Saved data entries
——

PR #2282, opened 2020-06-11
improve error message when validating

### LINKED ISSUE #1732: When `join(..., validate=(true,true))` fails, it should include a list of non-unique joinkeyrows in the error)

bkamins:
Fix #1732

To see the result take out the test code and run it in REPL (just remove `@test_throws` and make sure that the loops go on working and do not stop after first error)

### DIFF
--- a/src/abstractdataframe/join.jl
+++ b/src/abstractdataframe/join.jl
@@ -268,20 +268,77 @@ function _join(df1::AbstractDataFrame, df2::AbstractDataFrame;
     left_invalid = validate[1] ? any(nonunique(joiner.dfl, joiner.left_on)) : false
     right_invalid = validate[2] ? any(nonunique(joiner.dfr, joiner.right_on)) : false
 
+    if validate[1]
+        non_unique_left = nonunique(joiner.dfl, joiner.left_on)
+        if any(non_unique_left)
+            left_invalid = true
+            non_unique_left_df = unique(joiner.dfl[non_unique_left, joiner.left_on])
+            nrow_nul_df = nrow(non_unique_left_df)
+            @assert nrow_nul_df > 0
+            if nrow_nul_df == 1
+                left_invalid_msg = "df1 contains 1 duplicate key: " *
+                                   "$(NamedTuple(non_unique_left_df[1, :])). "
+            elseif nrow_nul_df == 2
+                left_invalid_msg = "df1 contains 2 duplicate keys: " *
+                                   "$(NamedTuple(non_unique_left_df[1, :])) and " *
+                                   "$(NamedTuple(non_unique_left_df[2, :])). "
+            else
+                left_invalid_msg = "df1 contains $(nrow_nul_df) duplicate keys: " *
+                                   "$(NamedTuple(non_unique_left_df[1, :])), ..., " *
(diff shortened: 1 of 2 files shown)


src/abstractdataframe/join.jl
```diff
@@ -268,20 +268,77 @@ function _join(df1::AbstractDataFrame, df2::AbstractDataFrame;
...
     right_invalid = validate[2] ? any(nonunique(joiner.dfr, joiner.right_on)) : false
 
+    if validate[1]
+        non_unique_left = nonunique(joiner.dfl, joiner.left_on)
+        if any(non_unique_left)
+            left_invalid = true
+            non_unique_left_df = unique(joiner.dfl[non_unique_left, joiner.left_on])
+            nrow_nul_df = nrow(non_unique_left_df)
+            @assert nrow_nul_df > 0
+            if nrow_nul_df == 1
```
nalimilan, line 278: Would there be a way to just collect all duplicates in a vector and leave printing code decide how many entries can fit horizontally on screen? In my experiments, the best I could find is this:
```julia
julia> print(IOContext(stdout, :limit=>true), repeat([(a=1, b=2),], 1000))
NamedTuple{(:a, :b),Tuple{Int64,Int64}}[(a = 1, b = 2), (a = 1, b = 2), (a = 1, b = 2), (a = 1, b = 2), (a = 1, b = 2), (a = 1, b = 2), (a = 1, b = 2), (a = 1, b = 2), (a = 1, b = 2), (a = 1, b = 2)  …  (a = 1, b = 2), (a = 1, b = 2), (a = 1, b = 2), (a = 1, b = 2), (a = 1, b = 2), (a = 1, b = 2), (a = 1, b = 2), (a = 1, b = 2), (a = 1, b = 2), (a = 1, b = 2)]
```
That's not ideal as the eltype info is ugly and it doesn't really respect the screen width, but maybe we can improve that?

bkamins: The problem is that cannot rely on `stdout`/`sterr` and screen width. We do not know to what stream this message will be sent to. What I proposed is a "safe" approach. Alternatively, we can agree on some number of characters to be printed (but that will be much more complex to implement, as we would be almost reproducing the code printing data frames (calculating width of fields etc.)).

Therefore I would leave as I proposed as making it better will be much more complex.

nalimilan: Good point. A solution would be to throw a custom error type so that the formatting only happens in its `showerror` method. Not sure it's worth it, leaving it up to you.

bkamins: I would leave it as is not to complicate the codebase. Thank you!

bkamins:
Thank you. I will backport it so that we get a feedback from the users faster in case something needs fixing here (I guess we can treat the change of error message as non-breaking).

——

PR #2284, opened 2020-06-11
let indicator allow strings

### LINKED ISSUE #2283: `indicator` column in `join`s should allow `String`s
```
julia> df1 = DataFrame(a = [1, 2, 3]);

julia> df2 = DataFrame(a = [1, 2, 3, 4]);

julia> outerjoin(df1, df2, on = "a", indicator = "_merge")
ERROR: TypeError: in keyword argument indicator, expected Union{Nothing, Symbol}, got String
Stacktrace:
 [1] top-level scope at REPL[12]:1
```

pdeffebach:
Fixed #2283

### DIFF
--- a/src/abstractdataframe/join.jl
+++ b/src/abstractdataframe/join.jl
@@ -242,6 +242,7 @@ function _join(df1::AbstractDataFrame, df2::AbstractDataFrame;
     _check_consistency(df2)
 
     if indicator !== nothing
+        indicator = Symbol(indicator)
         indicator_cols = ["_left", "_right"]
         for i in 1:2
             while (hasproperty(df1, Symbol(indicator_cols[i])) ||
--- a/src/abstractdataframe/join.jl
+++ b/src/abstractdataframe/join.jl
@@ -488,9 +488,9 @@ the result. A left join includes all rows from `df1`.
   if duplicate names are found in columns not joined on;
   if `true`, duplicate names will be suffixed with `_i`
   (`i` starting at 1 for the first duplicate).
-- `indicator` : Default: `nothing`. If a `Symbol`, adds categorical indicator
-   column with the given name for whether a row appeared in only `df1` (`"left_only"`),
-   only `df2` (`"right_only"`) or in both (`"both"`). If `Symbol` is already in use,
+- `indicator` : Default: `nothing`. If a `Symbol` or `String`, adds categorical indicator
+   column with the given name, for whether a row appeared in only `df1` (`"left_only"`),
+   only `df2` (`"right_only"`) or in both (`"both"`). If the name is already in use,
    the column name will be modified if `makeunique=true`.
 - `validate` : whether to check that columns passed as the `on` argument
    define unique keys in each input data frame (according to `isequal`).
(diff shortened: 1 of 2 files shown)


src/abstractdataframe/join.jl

——

_PROBLEM DESCRIPTION_
From the data above, reproduce word for word the lines running from the line with "PR #2282, opened 2020-06-11" to the line with "nrow_nul_df == 2", ends included.

_OUTPUT OF THE TASK_
PR #2282, opened 2020-06-11
improve error message when validating

### LINKED ISSUE #1732: When `join(..., validate=(true,true))` fails, it should include a list of non-unique joinkeyrows in the error)

bkamins:
Fix #1732

To see the result take out the test code and run it in REPL (just remove `@test_throws` and make sure that the loops go on working and do not stop after first error)

### DIFF
--- a/src/abstractdataframe/join.jl
+++ b/src/abstractdataframe/join.jl
@@ -268,20 +268,77 @@ function _join(df1::AbstractDataFrame, df2::AbstractDataFrame;
     left_invalid = validate[1] ? any(nonunique(joiner.dfl, joiner.left_on)) : false
     right_invalid = validate[2] ? any(nonunique(joiner.dfr, joiner.right_on)) : false
 
+    if validate[1]
+        non_unique_left = nonunique(joiner.dfl, joiner.left_on)
+        if any(non_unique_left)
+            left_invalid = true
+            non_unique_left_df = unique(joiner.dfl[non_unique_left, joiner.left_on])
+            nrow_nul_df = nrow(non_unique_left_df)
+            @assert nrow_nul_df > 0
+            if nrow_nul_df == 1
+                left_invalid_msg = "df1 contains 1 duplicate key: " *
+                                   "$(NamedTuple(non_unique_left_df[1, :])). "
+            elseif nrow_nul_df == 2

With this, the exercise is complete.